Bringing earnest literary grandstanding to more or less the same plot as Pixar’s Soul, this is an awkward but still striking debut picture
Although arguably a smidge too ponderous and self-serious for its own good, Nine Days still represents a reasonably promising debut for its writer-director Edson Oda. This Brazilian-Japanese film-maker, who comes out of the world of advertising and developed this through the Sundance Lab (not always a great sign to be honest) has crafted a visually striking work that blends metaphysics, moral philosophy and melodrama into a potent movie cocktail. The result is flavoursome and distinctive, but probably didn’t need the paper umbrella of grad-school literary grandstanding, a maraschino cherry garnish of sentimentality, and dash-of-absinthe cray-cray.
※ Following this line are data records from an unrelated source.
PR #119, opened 2020-07-27
Load secrets and configmaps

tinakurian:
moves loading configMap and secret into common. This code will be used in both the host and member operator.

Jira: https://issues.redhat.com/browse/CRT-743
Relates to: <host-operator PR>

### DIFF
--- a/pkg/configuration/load_configuration.go
+++ b/pkg/configuration/load_configuration.go
@@ -85,7 +85,7 @@ func LoadFromConfigMap(prefix, resourceKey string, cl client.Client) error {
 
 	// get configMap data and set environment variables
 	for key, value := range configMap.Data {
-		configKey := CreateOperatorEnvVarKey(prefix, key)
+		configKey := createOperatorEnvVarKey(prefix, key)
 		err := os.Setenv(configKey, value)
 		if err != nil {
 			return err
@@ -107,11 +107,11 @@ func getResourceName(key string) string {
 	return resourceName
 }
 
-// CreateOperatorEnvVarKey creates env vars based on resource data.
+// createOperatorEnvVarKey creates env vars based on resource data.
 // Returns env var key.
 //
 // prefix: represents the operator prefix (HOST_OPERATOR/MEMBER_OPERATOR)
 // key: is the value to convert into an env var key
-func CreateOperatorEnvVarKey(prefix, key string) string {
+func createOperatorEnvVarKey(prefix, key string) string {
 	return prefix + "_" + (strings.ToUpper(strings.ReplaceAll(strings.ReplaceAll(key, ".", "_"), "-", "_")))
 }
--- a/pkg/configuration/load_configuration.go
+++ b/pkg/configuration/load_configuration.go
@@ -14,16 +14,15 @@ import (
 	logf "sigs.k8s.io/controller-runtime/pkg/runtime/log"
 )
 
-// LoadFromSecret retrieves an operator secret and sets a map
-// in order to override default configurations.
-// If no secret is found, then configuration will use defaults.
-// Returns error if WATCH_NAMESPACE is not set, if the resource GET request failed
-// (for other reasons apart from isNotFound) and if setting env vars fails.
+// LoadFromSecret retrieves an operator secret, loads all keys and values from the secret
+// and stores them in a map. This map is then returned by the function.
+// The function doesn't take into account any default values - this has to be
+// handled while getting the values in the configuration object.
 //
 // resourceKey: is the env var which contains the secret resource name.
 // cl: is the client that should be used to retrieve the secret.
-func LoadFromSecret(resourceKey string, cl client.Client) (map[string][]byte, error) {
-	var secretData = make(map[string][]byte)
+func LoadFromSecret(resourceKey string, cl client.Client) (map[string]string, error) {
+	var secretData = make(map[string]string)
 
 	// get the secret name
 	secretName := getResourceName(resourceKey)
@@ -47,7 +46,11 @@ func LoadFromSecret(resourceKey string, cl client.Client) (map[string][]byte, er
 		logf.Log.Info("secret is not found")
 	}
 
-	return secret.Data, nil
+	for key, value := range secret.Data {
+		secretData[key] = string(value)
+	}
+
+	return secretData, nil
 }
 
 // LoadFromConfigMap retrieves the host operator configmap and sets environment
--- a/pkg/configuration/load_configuration.go
+++ b/pkg/configuration/load_configuration.go
@@ -14,26 +14,28 @@ import (
 	logf "sigs.k8s.io/controller-runtime/pkg/runtime/log"
 )
 
-// LoadFromSecret retrieves an operator secret and sets environment
-// variables in order to override default configurations.
+// LoadFromSecret retrieves an operator secret and sets a map
+// in order to override default configurations.
 // If no secret is found, then configuration will use defaults.
 // Returns error if WATCH_NAMESPACE is not set, if the resource GET request failed
 // (for other reasons apart from isNotFound) and if setting env vars fails.
 //
 // prefix: represents the operator prefix (HOST_OPERATOR/MEMBER_OPERATOR)
 // resourceKey: is the env var which contains the secret resource name.
-// cl: is the client that should be used to retrieve the configmap.
-func LoadFromSecret(prefix, resourceKey string, cl client.Client) error {
+// cl: is the client that should be used to retrieve the secret.
+func LoadFromSecret(prefix, resourceKey string, cl client.Client) (map[string]string, error) {
+	var secretData = make(map[string]string)
+
 	// get the secret name
 	secretName := getResourceName(resourceKey)
 	if secretName == "" {
-		return nil
+		return secretData, nil
 	}
 
 	// get the secret
 	namespace, err := k8sutil.GetWatchNamespace()
 	if err != nil {
-		return err
+		return secretData, err
 	}
 
 	secret := &v1.Secret{}
@@ -41,7 +43,7 @@ func LoadFromSecret(prefix, resourceKey string, cl client.Client) error {
 	err = cl.Get(context.TODO(), namespacedName, secret)
 	if err != nil {
 		if !errs.IsNotFound(err) {
-			return err
+			return secretData, err
 		}
 		logf.Log.Info("secret is not found")
 	}
@@ -49,13 +51,10 @@ func LoadFromSecret(prefix, resourceKey string, cl client.Client) error {
 	// get secrets and set environment variables
 	for key, value := range secret.Data {
 		secretKey := createOperatorEnvVarKey(prefix, key)
-		err := os.Setenv(secretKey, string(value))
-		if err != nil {
-			return err
-		}
+		secretData[secretKey] = string(value)
 	}
 
-	return nil
+	return secretData, nil
 }
 
 // LoadFromConfigMap retrieves the host operator configmap and sets environment
--- a/pkg/configuration/load_configuration.go
+++ b/pkg/configuration/load_configuration.go
@@ -23,8 +23,8 @@ import (
 // prefix: represents the operator prefix (HOST_OPERATOR/MEMBER_OPERATOR)
 // resourceKey: is the env var which contains the secret resource name.
 // cl: is the client that should be used to retrieve the secret.
-func LoadFromSecret(prefix, resourceKey string, cl client.Client) (map[string]string, error) {
-	var secretData = make(map[string]string)
+func LoadFromSecret(resourceKey string, cl client.Client) (map[string][]byte, error) {
+	var secretData = make(map[string][]byte)
 
 	// get the secret name
 	secretName := getResourceName(resourceKey)
@@ -48,13 +48,7 @@ func LoadFromSecret(prefix, resourceKey string, cl client.Client) (map[string]st
 		logf.Log.Info("secret is not found")
 	}
 
-	// get secrets and set environment variables
-	for key, value := range secret.Data {
-		secretKey := CreateOperatorEnvVarKey(prefix, key)
-		secretData[secretKey] = string(value)
-	}
-
-	return secretData, nil
+	return secret.Data, nil
 }
 
 // LoadFromConfigMap retrieves the host operator configmap and sets environment
--- a/pkg/configuration/load_configuration.go
+++ b/pkg/configuration/load_configuration.go
@@ -1,4 +1,4 @@
-package controller
+package configuration
 
 import (
 	"context"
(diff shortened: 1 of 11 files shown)


pkg/controller/load_configuration.go
```diff
@@ -0,0 +1,96 @@
...
+	"strings"
+
+	"github.com/operator-framework/operator-sdk/pkg/k8sutil"
+	v1 "k8s.io/api/core/v1"
+	"k8s.io/apimachinery/pkg/types"
+	"sigs.k8s.io/controller-runtime/pkg/client"
+	logf "sigs.k8s.io/controller-runtime/pkg/runtime/log"
+)
+
+// LoadFromSecret retrieves an operator secret
```
alexeykazakov, line 15: Can we add more details to the function description? What exactly this function does. What are the given params, etc. In what case an error is returned and what cases are ignored (no secret name is specified or exists, etc).
This function now lives in `common` so it now requires a better documentation :)

pkg/controller/load_configuration.go
```diff
@@ -0,0 +1,96 @@
...
+	namespace, err := k8sutil.GetWatchNamespace()
+	if err != nil {
+		return err
+	}
+
+	secret := &v1.Secret{}
+	namespacedName := types.NamespacedName{Namespace: namespace, Name: secretName}
+	err = cl.Get(context.TODO(), namespacedName, secret)
+	if err != nil {
+		return err
```
alexeykazakov, line 33: We should ignore NotFound errors. But we want to log a message saying that there is no Secret so we don't load anything from it.

pkg/controller/load_configuration.go
```diff
@@ -0,0 +1,96 @@
...
+		if err != nil {
+			return err
+		}
+	}
+
+	return nil
+}
+
+// LoadFromConfigMap retrieves the host operator configMap
+func LoadFromConfigMap(prefix, resourceKey string, cl client.Client) error {
```
alexeykazakov, line 49: Same here: better documentation.

pkg/controller/load_configuration.go
```diff
@@ -0,0 +1,96 @@
...
+	// get the configMap
+	namespace, err := k8sutil.GetWatchNamespace()
+	if err != nil {
+		return err
+	}
+
+	configMap := &v1.ConfigMap{}
+	namespacedName := types.NamespacedName{Namespace: namespace, Name: configMapName}
+	err = cl.Get(context.TODO(), namespacedName, configMap)
+	if err != nil {
```
alexeykazakov, line 65: Ignore NotFoundError.

pkg/controller/load_configuration.go
```diff
@@ -0,0 +1,96 @@
...
+
+	return nil
+}
+
+// getResourceName gets the resource name via env var
+func getResourceName(key string) string {
+	// get the resource name
+	resourceName := os.Getenv(key)
+	if resourceName == "" {
+		logf.Log.Info(key + " is not set")
```
alexeykazakov, line 86: Let's provide more information here. What key and what we are doing here.

pkg/controller/load_configuration.go
tinakurian: this is done in each operator, but i guess i can move it here, i just thought it would be better to have it in the operator so we have more control over the error at that point

pkg/controller/load_configuration.go
tinakurian: done here: 26869a4875e8152516ff11b763471d23defe1670

pkg/controller/load_configuration.go
tinakurian: done here: 26869a4875e8152516ff11b763471d23defe1670

pkg/controller/load_configuration.go
tinakurian: done here: 26869a4875e8152516ff11b763471d23defe1670

pkg/controller/load_configuration.go
tinakurian: done here: 26869a4875e8152516ff11b763471d23defe1670

pkg/controller/load_configuration.go
tinakurian: done here: 26869a4875e8152516ff11b763471d23defe1670

tinakurian:
> Looks good!
> But can we also add tests for:
> 
> 1. No WATCH_NAMESPACE set
> 2. No config/secret name is set
> 3. There is some not error which is not NotFoundError.

done here: 029f1c85e69d027b16ce672cd0b1d69208bc8e2f and here: 55b5f8cbddc6cc4e96dcb524e7044ea66c3c1a48

pkg/controller/load_configuration_test.go
```diff
@@ -42,25 +117,80 @@ func TestLoadFromConfigMap(t *testing.T) {
...
+		// test that the secret was not found since no secret name was set
+		testTest := os.Getenv("HOST_OPERATOR_SPECIAL_KEY")
+		assert.Equal(t, "", testTest)
+	})
+	t.Run("env overwrite", func(t *testing.T) {
+		// given
+		restore := test.SetEnvVarAndRestore(t, "HOST_OPERATOR_SECRET_NAME", "test-secret")
+		defer restore()
+
+		secret := &v1.Secret{
```
alexeykazakov, line 167: I guess you could make code a bit more readable if you create a couple of functions like `createSecret(key, value string)/createCM()` and reuse it everywhere. But it's minor.

tinakurian: done here: 037f319d194e6770d99e7ccf422bc49047cf5e3e

pkg/controller/load_configuration.go
```diff
@@ -0,0 +1,120 @@
...
+		if !errs.IsNotFound(err) {
+			return err
+		}
+		logf.Log.Info("secret is not found")
+	}
+
+	// get secrets and set environment variables
+	for key, value := range secret.Data {
+		secretKey := createOperatorEnvVarKey(prefix, key)
+		err := os.Setenv(secretKey, string(value))
```
MatousJobanek, line 52: @tinakurian 
We need to be sure that none of the operators prints the secret variables to the log.
host-operator seems to be OKish: https://github.com/codeready-toolchain/host-operator/blob/master/cmd/manager/main.go#L277-L289
but member-operator is not safe: https://github.com/codeready-toolchain/member-operator/blob/master/cmd/manager/main.go#L254-L260 this has to be fixed, otherwise, the secrets will be printed to the log.

Btw, do we really need to set them as env variables? Why don't you store them as variables of the configuration object? This shouldn't be so hard (even if you want to make it generic) and it will be much safer. I have some weird feeling when we set the secrets as normal variables.

How I would do it? There are  a few options, but the easiest way is to store them in a map:
```go
type Config struct {
	host  *viper.Viper
	secretValues map[string]string
}
```
by default, the map would already contain the keys and the default values.
then then `LoadFromSecret` would take the map and assign the values there (if not defined then it keeps the default value). 
The respective methods (such as `GetMailgunDomain()`) would then read the value from the map

pkg/controller/load_configuration_test.go
```diff
@@ -0,0 +1,238 @@
...
+		require.Error(t, err)
+		assert.Equal(t, "oopsie woopsie", err.Error())
+
+		// test env vars are parsed and created correctly
+		testTest := os.Getenv("MEMBER_OPERATOR_TEST_KEY_ONE")
+		assert.Equal(t, testTest, "")
+	})
+	t.Run("env overwrite", func(t *testing.T) {
+		// given
+		restore := test.SetEnvVarAndRestore(t, "MEMBER_OPERATOR_CONFIG_MAP_NAME", "test-config")
```
MatousJobanek, line 80: it's just a detail, but we should also set and restore the `MEMBER_OPERATOR_TEST_KEY` var
```suggestion
		restore := test.SetEnvVarsAndRestore(t,
			test.Env("MEMBER_OPERATOR_CONFIG_MAP_NAME", "test-config"),
			test.Env("MEMBER_OPERATOR_TEST_KEY", ""))
```

pkg/controller/load_configuration_test.go
```diff
@@ -0,0 +1,238 @@
...
+		require.Error(t, err)
+		assert.Equal(t, "oopsie woopsie", err.Error())
+
+		// test env vars are parsed and created correctly
+		testTest := os.Getenv("HOST_OPERATOR_TEST_KEY_SECRET")
+		assert.Equal(t, testTest, "")
+	})
+	t.Run("env overwrite", func(t *testing.T) {
+		// given
+		restore := test.SetEnvVarAndRestore(t, "HOST_OPERATOR_SECRET_NAME", "test-secret")
```
MatousJobanek, line 160: same here:
```suggestion
		restore := test.SetEnvVarsAndRestore(t,
			test.Env("HOST_OPERATOR_SECRET_NAME", "test-secret"),
			test.Env("HOST_OPERATOR_TEST_KEY", ""))
```

pkg/controller/load_configuration.go
alexeykazakov: Good points @MatousJobanek .

tinakurian: @MatousJobanek i don't think member-operator has secrets at the moment? just a configmap

tinakurian:
> Why did you add the files into the `controller` package? this doesn't make any sense to me - it doesn't have anything in common with controller - this is a config of the whole operator.
> Could you please move it into a `configuration` package?

yeah, i had actually already spoken to @alexeykazakov this morning about this :-) just haven't gotten around to updating this PR, will do this soon..

pkg/controller/load_configuration_test.go
tinakurian: fixed here: 8cba0fc9d72606ec22c4ef1d91cab9288ab19460

pkg/controller/load_configuration_test.go
tinakurian: fixed here: 9bd69e9343e58d1f672002e024e566533a3aecdf

pkg/controller/load_configuration.go
tinakurian: @MatousJobanek i have changed this to use a map as you suggested, please check this PR: https://github.com/codeready-toolchain/host-operator/pull/255. I've also updated this PR to reflect those changes: deab6ebe13dfe4de125b50d196c3b414be22630a

MatousJobanek: Awesome, thanks a lot for this :+1: 
So, from the code, it looks like you delegate the "default values management" to the `Get*` methods, right?

pkg/configuration/load_configuration.go
```diff
@@ -0,0 +1,123 @@
...
+	"github.com/operator-framework/operator-sdk/pkg/k8sutil"
+	v1 "k8s.io/api/core/v1"
+	"k8s.io/apimachinery/pkg/types"
+	"sigs.k8s.io/controller-runtime/pkg/client"
+	logf "sigs.k8s.io/controller-runtime/pkg/runtime/log"
+)
+
+// LoadFromSecret retrieves an operator secret and sets a map
+// in order to override default configurations.
+// If no secret is found, then configuration will use defaults.
```
MatousJobanek, line 19: Could you please fix the comment? 
this function doesn't set a map and also it doesn't care about default values.
you could clarify here how the default values should be used, what is in the map etc...

pkg/configuration/load_configuration.go
```diff
@@ -14,48 +14,47 @@ import (
...
 	}
 
 	// get secrets and set environment variables
 	for key, value := range secret.Data {
 		secretKey := createOperatorEnvVarKey(prefix, key)
-		err := os.Setenv(secretKey, string(value))
-		if err != nil {
-			return err
-		}
+		secretData[secretKey] = string(value)
```
MatousJobanek: btw, do we still need to use the env var format? I mean to have it capitalized, with the prefix and with underscores...?
We don't use it as an env var anymore. 
If we keep it in the original format, then we don't have to do the same transformation here  https://github.com/codeready-toolchain/host-operator/pull/255/files#diff-ec24f891497e9e435f8f9956e23cb379R172 correct?

pkg/configuration/load_configuration.go
tinakurian: @MatousJobanek hmm i'm a bit confused, it does set a map based off of what is found in the secret. how would you write this comment in order to be more clear?

pkg/controller/load_configuration.go
tinakurian: @MatousJobanek no worries! currently these values don't have any defaults. they either exist via the secret or they don't exist at all. but in the future, if we needed a secret value to have a default it would need to be handled in the configuration `Get*` funcs

pkg/configuration/load_configuration.go
tinakurian: @MatousJobanek good point and good catch! we shouldn't do the transformation unnecessarily, i'll fix this

pkg/configuration/load_configuration.go
MatousJobanek: I was thinking something along these lines:
```suggestion
// LoadFromSecret retrieves an operator secret, loads all keys and values from the secret
// and stores them in a map. This map is then returned by the function.
// The function doesn't take into account any default values - this has to be 
// handled while getting the values in the configuration object. 
```

pkg/configuration/load_configuration.go
MatousJobanek: well, I was talking only about the  `secretKey := createOperatorEnvVarKey(prefix, key)` part, but your version works too

pkg/configuration/load_configuration.go
```diff
@@ -0,0 +1,117 @@
...
+	logf "sigs.k8s.io/controller-runtime/pkg/runtime/log"
+)
+
+// LoadFromSecret retrieves an operator secret and sets a map
+// in order to override default configurations.
+// If no secret is found, then configuration will use defaults.
+// Returns error if WATCH_NAMESPACE is not set, if the resource GET request failed
+// (for other reasons apart from isNotFound) and if setting env vars fails.
+//
+// prefix: represents the operator prefix (HOST_OPERATOR/MEMBER_OPERATOR)
```
MatousJobanek, line 23: the prefix is not used
```suggestion
```

tinakurian: fixed here: bf4fb50b7964b03d59e810a8275ee5af586da8ac

pkg/configuration/load_configuration.go
MatousJobanek: @tinakurian ^

tinakurian: sweet! done as part of: d24d418681e1bcca5e857f042cb5d6f07fa08162

pkg/configuration/load_configuration.go
tinakurian: @MatousJobanek hm, actually this is less efficient. i've changed it here so we only need to convert the value to a string once rather than every time we get the config value: d24d418681e1bcca5e857f042cb5d6f07fa08162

It was probably sheer accident in terms of core plot device set-up, but Nine Days (which premiered at the Sundance film festival in January 2020), is very similar to Pixar animated feature Soul, which came out at the end of the same year. Like Soul, Nine Days concerns itself with unborn entities, all of whom are hoping to find passage into the world of the living. They will never remember their time in this strange-looking clapboard house filled with TV sets and shabby filing cabinets, a manse eerily sited in the middle of a desert expanse (actually, the Great Salt Lake).